This is a guest post by Fily Camara, an intern for the Council on Foreign Relations Africa Program. He is a masters candidate at New York University.
Intra-African trade has been only eleven percent of the continent’s total trade over the last decade. By comparison, more than sixty percent of Europe’s trade is intra-continental. The equivalent figure for North America is about 45 percent and for Asia it is about twenty-five percent. The small scale of Africa’s intra-continental trade reflects the continent’s dependence on foreign markets for the vast majority of their trade relations. African policymakers, as well as their Western counterparts, have long acknowledged the need for more intra-continental trade. It is a paradox that, for much of Africa’s postcolonial history, it has been a pioneer in regional integration. In addition to the African Union (AU), there are eight, smaller regional economic communities—many of which have successfully implemented common currencies and external tariffs in addition to cooperating on matters of security and justice. Nevertheless, commerce among countries in Africa remains low, with significant negative development ramifications.
The emphasis in current African development discourse has been to encourage partnerships in which foreign governments and corporations can help African economies through mutually beneficial cooperation and joint business ventures. This concept is summarized by the phrase, “trade not aid.” Given the political and economic instability many African countries face, their desire to secure agreements and partnerships with the relatively stable and wealthy markets of the European Union, the United States, Japan, or China is understandable. However, when an African country’s economic success is subject to foreign markets, it is at the mercy of factors beyond its control.
Such has been the case for much of the past year and a half. In June 2014 the price of oil began its decent from $140 per barrel to below $40 in recent days. For Africa’s crude-dependent countries this has severely troubled governments and economic outlooks. In 2015, China’s slowing growth rate was a factor in the worldwide plummet in demand for commodities highlighting the vulnerability of African states to international shocks. Where the United States and Europe can rely on established domestic consumer markets to spur economic activity, African exporters often have little insulation from the macroeconomic trends and political events afflicting the world.

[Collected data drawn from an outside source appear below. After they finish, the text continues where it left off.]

PR #112, opened 2024-11-04
Updating condition category mapping work in database-services

robertandremitchell:
# PULL REQUEST

## Summary

Per conversation in 11/4 call, we do not want to use an API call for conditions data. To do this instead, I have opted ot try to use one call in the database-services.ts to ensure we have the main JSONs we should need: 
1. a JSON that is grouped by category for ease of displaying the name of each condition. The ID is included so that in the search function that will be on the page, someone could also search by ID.
2. a JSON of id and name. This is done because in order to make selections, we will need the IDs to look up and pull the valueset/concepts for display on the next page.

We could plausibly do this one with just the first JSON if we want to have additional transformation work, but because each of these should be negligible in size, it seems better to just do the work here?

## Related Issue

Fixes https://linear.app/skylight-cdc/issue/QUE-26/expose-category-information-to-the-frontend.

## Checklist

- [ X ] Descriptive Pull Request title
- [ X ] Link to relevant issues
- [ N/A ] Provide necessary context for design reviewers
- [ N/A ] Update documentation


fzhao99 (approved):
🚢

Observers cite a number of causes for the low levels of trade amongst African countries. The legacy of colonialism is, among other things, one of poor, extraction-oriented infrastructure and illogical borders that have left some countries with significant geographic disadvantages. Today, inadequate transportation networks, security concerns, persistent protectionism, poor data collection, and a lack of information sharing exacerbate the consequences of colonialism.
Recent initiatives to address intra-continental trade appear promising. In 2012, the AU decided to establish a Pan-Africa Continental Free Trade Area (CFTA) by 2017. It also endorsed an Action Plan for Boosting Intra-African Trade. Tangible steps toward achieving the objectives in these plans were taken in June 2015 when the Common Market for Eastern and Southern Africa, the East African Community, and the Southern African Development Community launched the Tripartite Free Trade Area. In late November, the AU reaffirmed its intention to use intra-continental trade to create a “prosperous and peaceful Africa by 2063.”
Increasing intra-state trade in Africa would be an important step toward improving the continent’s development outlook. It would encourage competition among states to create an attractive climate for business and industry. Moreover, infrastructure could be improved, and the flow of people and ideas across borders could spur innovation. Eventually, the costs of goods could decline as shipping between African countries becomes easier, and getting certain goods from other continents less necessary. Additionally, a Pan-Africa CFTA would be the world’s largest by population and could provide Africa with the clout necessary to negotiate more favorable conditions in regional and sectoral trade agreements and World Trade Organization negotiation rounds. If properly managed and implemented, linked and diversified economies may be one answer to Africa’s development quandary.